**Saved entries**

PR #804, opened 2019-02-12
fix executed_gtid_set missing from instances without binlogs

### LINKED ISSUE #803: Can't relocate a slave using GTIDs
Hello,

I've just migrated to latest orchestrator version (3.0.14).

My DB topology is fairly simple 1 active master / 1 passive master and multiples readonly slaves with no binlogs. Percona (Oracle) GTIDs are enabled and in use (auto master position).

When trying to relocate slaves from one master to the other one by using this : 
`orchestrator-client -c can-replicate-from-gtid -i slave1 -d master2`
I got this error : 
`Instance master2 has purged GTID entries not found on slave1`

I checked on both servers and GTID were correct and no subset was missing.

After digging a while, I found that executed_gtid_set information is missing from orchestrator internal DB for MySQL instances w/o binlogs.

The check is done here : https://github.com/github/orchestrator/blob/7bef26f042aafbd956daeaede0cd4aab2ba46e65/go/inst/instance_topology.go#L558

Executed_Gtid_Set is fetched here : 
https://github.com/github/orchestrator/blob/7bef26f042aafbd956daeaede0cd4aab2ba46e65/go/inst/instance_dao.go#L398

I made a fix and moved this into the select that gets other global informations (gtid_purged etc ..) : 
https://github.com/fuyar/orchestrator/commit/02153a47a6c08f317dbbc7242bca8ce4ef58b0e9

I dont know if this is OK and I should push a PR ?

WDYT ?

Thanks !

fuyar:
Fixes #803 

Executed_Gtid_Set should be fetched for any MySQL instance and should not be restricted for "masters" (with binlog ON).

### DIFF
--- a/go/inst/instance_dao.go
+++ b/go/inst/instance_dao.go
@@ -395,7 +395,6 @@ func ReadTopologyInstanceBufferable(instanceKey *InstanceKey, bufferWrites bool,
 					var err error
 					instance.SelfBinlogCoordinates.LogFile = m.GetString("File")
 					instance.SelfBinlogCoordinates.LogPos = m.GetInt64("Position")
-					instance.ExecutedGtidSet = m.GetStringD("Executed_Gtid_Set", "")
 					return err
 				})
 			}()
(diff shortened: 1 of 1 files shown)


shlomi-noach (approved):
looks good, thank you! I'll send to testing and then merge.

shlomi-noach:
This works correctly.
The downside is that we waste network traffic: `show master status` returns `Executed_Gtid_Set` anyway, and we ignore it where we do have binary logs. `Executed_Gtid_Set` may be a large (long) value for clusters suffering from multiple failovers.

Still, this is more correct to use. I'll merge it as-is, and consider a future optimization that only reads `@@global.gtid_executed` if no binary logs are available.

PR #805, opened 2019-02-13
adding bash to final container so examples work

### LINKED ISSUE #783: bash missing from Dockerfile
Dockerfile is missing /bin/bash and results in errors during recovery steps

Looks like this broke previously in #222 but then broke again when the Dockerfile was updated to use multiple stages.

I'm still trying to wrap my head around it, will try and provide more details as I start digging.

anthonyneto:
Examples from the documentation use echo however echo cannot be used without bash. resolves #783 

Whenever an event happens that uses a hook to shell out I would get this error.


shlomi-noach (approved):
Thank you! Good catch

Dockerfile
```diff
@@ -37,7 +37,9 @@ RUN rsync -av $(find /tmp/orchestrator-release -type d -name orchestrator -maxde
 RUN rsync -av $(find /tmp/orchestrator-release -type d -name orchestrator-cli -maxdepth 2)/ /
 RUN cp /usr/local/orchestrator/orchestrator-sample-sqlite.conf.json /etc/orchestrator.conf.json
 
-FROM alpine:3.6
+FROM alpine:3.8
+
+RUN apk add --no-cache bash
```
shlomi-noach, line 42: wondering: why `--no-cache` for `bash`?

anthonyneto: This avoids the need to use --update and remove /var/cache/apk/* when done installing packages.

PR #807, opened 2019-02-18
Workaround to bug 83713: GTID, MTR and relay log corruption

shlomi-noach:
We have been bitten by what appears to be https://bugs.mysql.com/bug.php?id=83713

In this PR `orchestrator` responds to `Error 1201` by issuing a sequence of operations which are expected to mitigate the error.

We are still to reliably reproduce the error.


shlomi-noach:
While unable to reproduce the bug, this has been tested in production to at least not cause damage 😆  for almost two weeks. Merging.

**Goal of the exercise**
In the records above, the lines containing the string "Dockerfile" should be counted; give only the total.

**Answer section**
4